Stanley Kurtz of the National Review argues that the United States is on the "path to war" with North Korea, however it tries to avoid it, because of the pathological nature of the Kim Jong Il regime.  Parapundit concludes that the "most likely outcome continues to be that we first lose an American city to a terrorist nuke attack and only then attack North Korea for having helped proliferate nukes to the point where some ended up in terrorist hands." That whatever the determination to prevent the spread of weapons of mass destruction, it is perhaps probable that these devices will eventually be acquired and used by terrorist groups.

There has been little open discussion on what should constitute American retaliatory doctrine in the event of a terrorist nuclear attack except in the leftist press, which largely takes the view that the mere preparation of a retaliatory plan would be provocative in itself; that if we unilaterally disarm and curl into a ball, the enemy will scorn to destroy us. The Left has considered the issue to the extent of reciting old clichés.

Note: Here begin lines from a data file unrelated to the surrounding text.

PR #4752, opened 2021-03-27
Prevent Async Secure Read Exception: 335544539

### LINKED ISSUE #124: [plugin Linky] Pb lors de l'ajout dans Domoticz
Je voulais utliser votre plugin Linky sous Domoticz mais lorsque je choisis LInky dans la liste des HW, il n'y a aucun champ relatif aux identifiants Enedis. Y-a-t-il des conditions pour afficher ces champs? C'est sur une autre page ?

J'utilise un NAS Synology DS218 et Domoticz 2020.1.
image

guillaumezin:
Prevent Async Secure Read Exception: 335544539, short read message
SSL/TLS short read should be ignored, it happens on some Python versions on some hardware implementations (Synology mainly)
It Should fix https://github.com/guillaumezin/DomoticzLinky/issues/124

### DIFF
--- a/hardware/plugins/PluginTransports.cpp
+++ b/hardware/plugins/PluginTransports.cpp
@@ -537,6 +537,7 @@ namespace Plugins {
 					(e.value() != 1) &&	// Stream truncated, this exception occurs when third party closes the connection
 					(e.value() != 121) &&	// Semaphore timeout expiry or end of file aka 'lost contact'
 					(e.value() != 125) &&	// Operation canceled
+					(e.value() != 335544539) &&	// SSL/TLS short read, should be ignored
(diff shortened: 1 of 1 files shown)


gizmocuz:
Thank you for this PR!

gizmocuz:
@guillaumezin , this check if on multiple locations in PluginTransports.cpp, does this not have to be added on all of these locations ?

guillaumezin:
I've seen the problem only with "Async Secure Read Exception", and it seems quite specific to SSL/TLS connection, so I corrected it only in one place. See https://github.com/boostorg/beast/issues/38#issuecomment-230899097 and next comments for instance : it means that the connection is not gracefully closed from third party, but Domoticz can't do anything about it.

That is more than be said of the silence on this subject in respectable circles. During the Cold War "the Joint Chiefs of Staff and the Air Force devised the Single Integrated Operational Plan [SIOP]" to guide a US response to a Soviet nuclear attack. But what has taken its place? In a situation when a nuclear terrorist attack may be probable and not deterrable, a new doctrine and plan are obviously needed. Yet we see no sign of it and the public would be poorly served if the principal issues were not debated and scrutinized with the greatest care. Any pre-emptive or retaliatory strategy would have to address these unique circumstances.

  1. A nuclear terrorist attack may not be acknowledged by any state. The fissile fingerprint may point to stolen or "lost" nuclear materials.
  2. The terrorist enemy may not be deterred, only enraged, by any subsequent retaliation.
  3. Any preemption or retaliation would have to effectively prevent a subsequent attack on the United States for the foreseeable future. It would be pointless to inflict millions of casualties in retaliation unless the ends could be achieved. The political, economic and human costs would be so high that only a long-term peace dividend would justify it.
  4. It must account for the possibility that a major nuclear power may be the covert sponsor of the attack.
  5. The terrorist enemy may be based in friendly (European) countries, or even within North America or the United States.

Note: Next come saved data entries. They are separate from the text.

Issue #5154, opened 2020-05-01
Cannot find module 'moment' when using azure-arm-resource package


caleteeter:
When using the [azure-arm-resource](https://www.npmjs.com/package/azure-arm-resource) package in my typescript project, I am now getting exceptions that the moment module cannot be found.

```
node_modules/azure-arm-resource/lib/feature/models/index.d.ts:10:25 - error TS2307: Cannot find module 'moment'.

10 import * as moment from "moment";
                           ~~~~~~~~

node_modules/azure-arm-resource/lib/link/models/index.d.ts:10:25 - error TS2307: Cannot find module 'moment'.

10 import * as moment from "moment";
                           ~~~~~~~~

node_modules/azure-arm-resource/lib/lock/models/index.d.ts:10:25 - error TS2307: Cannot find module 'moment'.

10 import * as moment from "moment";
                           ~~~~~~~~

node_modules/azure-arm-resource/lib/management/models/index.d.ts:13:25 - error TS2307: Cannot find module 'moment'.

13 import * as moment from 'moment';
                           ~~~~~~~~

node_modules/azure-arm-resource/lib/policy/models/index.d.ts:10:25 - error TS2307: Cannot find module 'moment'.

10 import * as moment from "moment";
                           ~~~~~~~~

node_modules/azure-arm-resource/lib/resource/models/index.d.ts:10:25 - error TS2307: Cannot find module 'moment'.

10 import * as moment from "moment";
                           ~~~~~~~~

node_modules/azure-arm-resource/lib/subscription/models/index.d.ts:10:25 - error TS2307: Cannot find module 'moment'.

10 import * as moment from "moment";
                           ~~~~~~~~
```

Looking a bit deeper at this, the moment reference is not used in these typings files which are generated from AutoRest Code Generator.  

To test I removed these references to moment in each of the typing files manuallly and the issue is resolved.  Can we have this code generated output fixed to remove packages that are not used?

caleteeter:
Appears to be a break from moment v2.25.0, reverting back to v2.24.0 works fine.

qiaozha:
Thanks for reporting this, I will follow up on this.

qiaozha:
Hi, I notived that the latest version of azure-mgmt-resource is 7.3.0, when I run npm install. the moment package will be include in the package-lock.json Can you give it a try to see if it works?

qiaozha:
[...]

Issue #5157, opened 2020-05-05
ms-rest-azure depends on moment but does not use it


alopix:
The ms-rest-azure tool depends on the moment package but does not actively use it.

[Code Search](https://github.com/Azure/azure-sdk-for-node/search?q=path%3A%2Fruntime%2Fms-rest-azure+moment&unscoped_q=path%3A%2Fruntime%2Fms-rest-azure+moment)

Similarly ms-rest uses it to check if something is a `duration` which could probably achieved using a more lightweight library?
[Code Search](https://github.com/Azure/azure-sdk-for-node/search?q=path%3A%2Fruntime%2Fms-rest+moment&unscoped_q=path%3A%2Fruntime%2Fms-rest+moment)

qiaozha:
Thanks for reporting this, I will follow up on this.

qiaozha:
@ramya-rao-a  Hi Ramya, I found this issue https://github.com/Azure/azure-sdk-for-node/issues/5154 is about the moment package as well. the code referenced moment but actually don't use it. Should we remove the moment dependency and release a new package for azure-arm-resource ?

ramya-rao-a:
For ms-rest-azure, we can definitely remove the dependency altogether

@maggiepint What would you recommend as a replacement for `moment.isDuration()`?

@qiaozha, Issue #5154 is slightly different as I believe that is auto generated code. You can either fix the code generator and re-generate the package or remove the unused moment references manually. Since we don't plan to do any further feature work here and therefore no code regeneration in the future, it should be safe to manually change it.

ramya-rao-a:
@qiaozha, Can we update `ms-rest-azure` to remove the dependency on `moment` which it does not use?

 @maggiepint What would you recommend as a replacement for `moment.isDuration()`?

qiaozha:
> @qiaozha, Can we update `ms-rest-azure` to remove the dependency on `moment` which it does not use?
> 
> @maggiepint What would you recommend as a replacement for `moment.isDuration()`?

I can remove it and I need to release a new ms-rest-azure ?

ramya-rao-a:
I don't believe a release is needed as this is not a bug fix. The next time we have a bug fix, the changes can be released together

qiaozha:
@ramya-rao-a Okay, then I won't release the package unless there's a request specifically ask for a new release. Can you help review my PR #5188

qiaozha:
[...]

PR #5173, opened 2020-06-03
Fix invalid reference

qiaozha:
to fix issue #5154

### DIFF
--- a/lib/services/resourceManagement/package.json
+++ b/lib/services/resourceManagement/package.json
@@ -6,7 +6,7 @@
     "Zavery, Amar <amzavery@microsoft.com>",
     "Srinivasan, Vivek <visriniv@microsoft.com>"
   ],
-  "version": "8.0.0",
+  "version": "7.4.0",
   "description": "Microsoft Azure Resource Management Client Library for node",
   "tags": [
     "azure",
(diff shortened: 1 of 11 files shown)


adxsdk6:

lib/services/resourceManagement/package.json
```diff
@@ -6,7 +6,7 @@
     "Zavery, Amar <amzavery@microsoft.com>",
     "Srinivasan, Vivek <visriniv@microsoft.com>"
   ],
-  "version": "7.3.0",
+  "version": "8.0.0",
```
ramya-rao-a, line 9: Why would this change need a major version update?

qiaozha: Just in case some user may use this reference explicitly

qiaozha: Actually I think we should remove the dependency in ms-rest-azure https://github.com/Azure/azure-sdk-for-node/issues/5157 here

ramya-rao-a: Though moment is imported in these files, it is not exported and therefore a user would have no visibility to it. So, a major version update is not needed.

qiaozha: Okay, Changed. Please review it again.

These constraints make the formulation of a pre-emptive or retaliatory doctrine very difficult. Points 2 and 3 almost rule out a limited response. One obvious option would be a full retaliatory extermination -- killing every known Muslim on the planet -- a billion deaths -- as a comprehensive response to nuclear jihad. A variant would set extermination as a theoretical extreme attainable in a series of steps that can be mounted as needed, though it is difficult to see how the enmities once begun by the first steps can be quelled unless taken to the limit. And extermination can never be final for an idea cannot be physically destroyed and may reappear again.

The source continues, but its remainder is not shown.